# Option Base 0 or Option Base 1?



## Lokai

I prefer Option Base 1.
It makes transfer  from array-to-sheet and vice-versa less complicated. Option Base 0 is the default but I don't see the practical advantage.
?


----------



## dk

For me the answer is consistency and not getting confused over what has been set as base 1 and what hasn't.  Lots of controls with multiple items (e.g. listboxes, comboboxes) start at zero.  Any library you refer to will probably have collections and these are likely to always start at zero.  If I know that I should always start at zero then I'm less likely to make a mistake when writing code.

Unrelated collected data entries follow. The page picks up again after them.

Issue #1349, opened 2017-08-04
Make default value of ChunkingCookieManager.ThrowForPartialCookies be 'false'


Tratcher:
When an auth cookie gets chunked it's possible that the client may drop some of those chunks due to storage capacity limits. When ChunkingCookieManager then tries to reassemble the chunks and fails it defaults to throwing a format exception. This exception is not caught by the cookie auth handler and can result in a 500 response.
https://github.com/aspnet/Security/blob/5d802a798847f61c8c32368f5690a48caefbca97/shared/Microsoft.AspNetCore.ChunkingCookieManager.Sources/ChunkingCookieManager.cs#L116

Alternatively the cookie auth handler could catch and log the exception.
https://github.com/aspnet/Security/blob/5d802a798847f61c8c32368f5690a48caefbca97/src/Microsoft.AspNetCore.Authentication.Cookies/CookieAuthenticationHandler.cs#L107

In practice customers end up disabling this option (if they find it).
```
var cookieManager = new ChunkingCookieManager
{
    ThrowForPartialCookies = false
};
```

Eilon:
I think this goes well with our guidance of making it hard for a client to inadvertently "poison" themselves by having some bad cookies.

PR #1482, opened 2017-10-11
Don't throw for partial cookies

Tratcher:
#1349 In practice customers end up disabling this option (if they find it).

### DIFF
--- a/shared/Microsoft.AspNetCore.ChunkingCookieManager.Sources/ChunkingCookieManager.cs
+++ b/shared/Microsoft.AspNetCore.ChunkingCookieManager.Sources/ChunkingCookieManager.cs
@@ -44,7 +44,6 @@ namespace Microsoft.AspNetCore.Internal
             // See http://browsercookielimits.x64.me/.
             // Leave at least 40 in case CookiePolicy tries to add 'secure', 'samesite=strict' and/or 'httponly'.
             ChunkSize = DefaultChunkSize;
-            ThrowForPartialCookies = true;
         }
 
         /// <summary>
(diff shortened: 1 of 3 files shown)


shared/Microsoft.AspNetCore.ChunkingCookieManager.Sources/ChunkingCookieManager.cs
```diff
@@ -44,7 +44,7 @@ public ChunkingCookieManager()
             // See http://browsercookielimits.x64.me/.
             // Leave at least 40 in case CookiePolicy tries to add 'secure', 'samesite=strict' and/or 'httponly'.
             ChunkSize = DefaultChunkSize;
-            ThrowForPartialCookies = true;
+            ThrowForPartialCookies = false;
```
PinpointTownes: You could remove that since you're assigning the default value :sweat_smile:

src/Microsoft.Owin.Security.Interop/ChunkingCookieManager.cs
```diff
@@ -25,7 +25,7 @@ public ChunkingCookieManager()
             // See http://browsercookielimits.x64.me/.
             // Leave at least 20 in case CookiePolicy tries to add 'secure' and/or 'httponly'.
             ChunkSize = 4070;
-            ThrowForPartialCookies = true;
+            ThrowForPartialCookies = false;
```
PinpointTownes: Same.

PinpointTownes:
Now... I need to find a cool "party hard" GIF. 'cause this change is great.

Tratcher:
There was already a negative test that was overriding this setting.

PR #1486, opened 2017-10-12
Iteration 2: options.SchemeForwarding + AddVirtualScheme

HaoK:
Previous iteration: https://github.com/aspnet/Security/pull/1475

- Added SchemeForwardOptions to AuthenticationSchemeOptions, enables all handlers the ability to redirect schemes.
- Added AddVirtualScheme which is a pure redirect handler (also automatically enables the SchemeForwarding option)

Updated Examples: 

```C#
// Identity/default template
AddAuthentication("Identity")
   // AddIdentityCookies() or the equivalent
    .AddVirtualScheme("Identity", forwardOptions => {
       forwardOptions.DefaultTarget = "Identity.Application";
       forwardOptions.SignInTarget = "Identity.External"
   }))
```

```C#
// OIDC/Social/external auth templates:

AddAuthentication("Auth")
   .AddVirtualScheme("Auth", options => {
        options.Default = "Cookies";
        options.Challenge = "OIDC/Facebook/Google";
   }
   .AddOIDC/Facebook/Google()
   .AddCookies();

```

```C#
// API doesn't really need a policy since its a single bearer already, but for completeness 
AddAuthentication("Bearer")
   .AddJwtBearer()
```

```C#
// Request based scheme selection:
AddAuthentication(o => DefaultScheme = "Dynamic", DefaultSignInScheme = "Cookies")
   .AddJwtBearer()
   .AddCookies()
   .AddGoogle()
   .AddVirtualScheme("Dynamic", options => {
       options.DefaultSelector = httpContext => IsRequestApi(httpContext) ? "Bearer" : "Google"
   }))
```

@Tratcher @davidfowl


Tratcher:
This is an interesting concept, but it should be isolated to the virtual handler. The part about putting it in the base class and allowing any handler to forward to any other does not makes sense. Virtual handlers should be able to manage the indirection on behalf of other handlers. Your option 1 above is redundant with option 2.

HaoK:
Yeah I considered doing that, but I felt it was better to start this way to leave all the options on the table...  The difference between option 1 and option 2, is there's no additional virtual scheme needed.  So it's just cookies + social, where you configure cookie to forward the challenge to social.  As opposed to having 3 schemes, "Cookies", "<the social one>", and the "<virtual>" one you actually use.

That's the main difference and why I went with this approach for now to see if its worth it to give it for 'free' to all handlers.

Tratcher:
I'd rather keep them separate for the first pass. We can vet the virtual handler as an independent compoent before we decide if it makes sense to integrate the functionality into existing handlers.

HaoK:
Fair enough, updated with tests and made it standalone, should be more or less ready for real review now, we actually could move this to HttpAbstractions/Core authentication as it doesn't depend on the security stack at all now

src/Microsoft.AspNetCore.Authentication/AuthenticationBuilder.cs
```diff
@@ -84,6 +90,17 @@ public AuthenticationBuilder(IServiceCollection services)
...
 
+        /// <summary>
+        /// Adds a <see cref="VirtualAuthenticationHandler"/> based authentication handler which can be used to 
+        /// redirect to other authentication schemes.
+        /// </summary>
+        /// <param name="authenticationScheme">The name of this scheme.</param>
+        /// <param name="displayName">The display name of this scheme.</param>
+        /// <param name="configureOptions">Used to configure the scheme options.</param>
+        /// <returns>The builder.</returns>
+        public virtual AuthenticationBuilder AddVirtualScheme(string authenticationScheme, string displayName, Action<VirtualSchemeOptions> configureOptions)
```
Tratcher: Extension?

src/Microsoft.AspNetCore.Authentication/VirtualSchemeOptions.cs
```diff
@@ -0,0 +1,27 @@
...
+        public string AuthenticateTarget { get; set; }
+        public string ChallengeTarget { get; set; }
+        public string ForbidTarget { get; set; }
+        public string SignInTarget { get; set; }
+        public string SignOutTarget { get; set; }
+
+        /// <summary>
+        /// Used to select a default target scheme based on the request.
+        /// </summary>
+        public Func<HttpContext, string> DefaultTargetSelector { get; set; }
```
Tratcher: does this need an additional parameter saying what action you're resolving so you can return different results for Challenge, Forbid, etc.? An enum maybe?

test/Microsoft.AspNetCore.Authentication.Test/GoogleTests.cs
```diff
@@ -1061,19 +1061,19 @@ private static TestServer CreateServer(Action<GoogleOptions> configureOptions, F
...
-                    services.AddAuthentication()
+                    services.AddAuthentication("Auth")
+                        .AddVirtualScheme("Auth", "Auth", o =>
+                        {
+                            o.DefaultTarget = TestExtensions.CookieAuthenticationScheme;
+                            o.ChallengeTarget = GoogleDefaults.AuthenticationScheme;
+                        })
                         .AddCookie(TestExtensions.CookieAuthenticationScheme)
                         .AddGoogle(configureOptions)
                         .AddFacebook(o =>
```
Tratcher: Why do the google tests include facebook?

src/Microsoft.AspNetCore.Authentication/VirtualSchemeOptions.cs
```diff
@@ -0,0 +1,27 @@
...
+using Microsoft.AspNetCore.Http;
+
+namespace Microsoft.AspNetCore.Authentication
+{
+    /// <summary>
+    /// Used to redirect authentication methods to another scheme
+    /// </summary>
+    public class VirtualSchemeOptions
+    {
+        public string DefaultTarget { get; set; }
```
davidfowl: These names bug me

test/Microsoft.AspNetCore.Authentication.Test/GoogleTests.cs
HaoK: There's a test that ensures that when you ask for google but get a facebook identity it throws I think,

src/Microsoft.AspNetCore.Authentication/VirtualSchemeOptions.cs
HaoK: Yeah not in love with the current Target naming either, but DefaultScheme didn't seem to great...    Redirect/Forward were other names I considered...

src/Microsoft.AspNetCore.Authentication/AuthenticationBuilder.cs
HaoK: The other methods were public virtual so I just did the same for consistency...  This also seems slightly easier to customize if someone wanted to return their own derived custom AuthenticationBuilder from an AddXyz() that changed the behavior of `AddVirtualScheme`

src/Microsoft.AspNetCore.Authentication/VirtualSchemeOptions.cs
HaoK: You can always setup multiple virtual schemes and target that for each verb, i.e. "ChallengeScheme", "ForbidScheme" and use the selector like that, I want to avoid too much craziness if we can.

HaoK: Or I guess if we want to move away from funcs, we could make this a Type we resolve from DI and have a real interface and have it take an enum

brockallen:
I am jumping in here half-way thru changes that are being made and I have no context... but I wonder who the target is for these features. Is there a spec? What's driving these changes/enhancements? Are these band-aids for the recent authN redesign?

All just honest questions. But given that I think I know how 2.0 works, and then looking at these proposals I get nervous.

HaoK:
@brockallen this is basically sugar targetting the multiple mixed schemes scenario (i.e. cookies + bearer, and also making it easier to dynamically select a scheme using the request).  Its purely additive to 2.0.  This was driven by most of the upgrade/migration issues would have been solved by using some variation of a "virtual scheme".  This feature will allow us to give them a consistent story/answer with a combination of using virtual schemes as is + writing their own custom virtual scheme handler implementation for the most advanced scenarios.

src/Microsoft.AspNetCore.Authentication/VirtualSchemeOptions.cs
HaoK: So names...  could just go back to Schemes I guess with VirtualSchemeOptions having Authenticate/Challenge/Forbid/SignIn/SignOutScheme properties.

HaoK:
Ping @davidfowl @Tratcher for final review for initial commit so we can start using these in the new samples repo, I think the only real open issue left is if naming the scheme properties in `VirtualSchemeOptions` do we keep the *Target suffix or go back to just calling them `Authenticate/Challenge/SignIn/OutScheme`

src/Microsoft.AspNetCore.Authentication/AuthenticationBuilder.cs
Tratcher: I still don't see why virtual is getting special treatment here, from the outside it's not mechanically different from any other auth handler. Let's start with an extension method like the other providers.

src/Microsoft.AspNetCore.Authentication/VirtualAuthenticationHandler.cs
```diff
@@ -0,0 +1,69 @@
...
+            }
+            if (context == null)
+            {
+                throw new ArgumentNullException(nameof(context));
+            }
+
+            Scheme = scheme;
+            Context = context;
+
+            Options = OptionsMonitor.Get(Scheme.Name) ?? new VirtualSchemeOptions();
```
Tratcher: You dropped the Validate call that other handlers use?

Tratcher: The fallback to a default doesn't make sense in this case, the default is unusable. Throw? Validate would also cover that. It seems like you must set at least one target and/or DefaultTargetSelector, or else what's the point of adding this handler?

src/Microsoft.AspNetCore.Authentication/VirtualSchemeOptions.cs
Tratcher: This still needs work. The context of the action you're trying to resolve matters.

src/Microsoft.AspNetCore.Authentication/VirtualAuthenticationHandler.cs
```diff
@@ -0,0 +1,69 @@
...
+            => Context.SignInAsync(ResolveTarget(Options.SignInTarget), user, properties);
+
+        public virtual Task SignOutAsync(AuthenticationProperties properties)
+            => Context.SignOutAsync(ResolveTarget(Options.SignOutTarget), properties);
+
+        public Task ChallengeAsync(AuthenticationProperties properties)
+            => Context.ChallengeAsync(ResolveTarget(Options.ChallengeTarget), properties);
+
+        public Task ForbidAsync(AuthenticationProperties properties)
+            => Context.ForbidAsync(ResolveTarget(Options.ForbidTarget), properties);
```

Anyway, I don't think there's a right or a wrong way, it's one of those things which is down to personal preference


----------



## Juan Pablo González

FWIW, VB .Net is "pushing" for 0 based arrays...


----------



## just_jon

Yeah, 0-based seems to be "in". Wonder why though. The theory of a zero-th unit perhaps? Really don't know. Personally, I prefer base=1 so First=1. Just seems easier to explain to people... 'course, then you've still got to explain why the variable "i" has a value of 11 after --

For i=1 to 10
Next i


----------



## dk

Don't think 0 is "in", it's always been like that.  I think it boils down to binary (yawn).  With 4 bits for example you can represent a number up to 15 (1+2+4+8).  If we count from 1 then that gives us 15 usable numbers but if we count from zero it gives us an extra number free!  That's 16 different memory addresses the computer can look at, or 16 bytes of information that can be written to a disk at a time, blah blah.  A poor analogy would be giving a postman who's strong enough to carry 16 parcels a bag only big enough to fit 15 in.  If he has 16 parcels to deliver then he's going to have to make a trip back to the depot to get his last parcel and he won't be a happy postman.

I promise I won't make another analogy on this board.


----------



## NateO

My answer is neither, I simply use the default, whether it's 1 or 0 on an array, never having touched the Option Base declaration. If I don't know where the default is, I tend to test the lower and upper boundaries while I'm developing. One trick, say with Resize() could be to add:

(lbound(myArr)-1)*-1

For a consistent 1-base effect.


----------



## NateO

JPG said:
			
		

> FWIW, VB .Net is "pushing" for 0 based arrays...


Indeed, maybe understating the matter eh. 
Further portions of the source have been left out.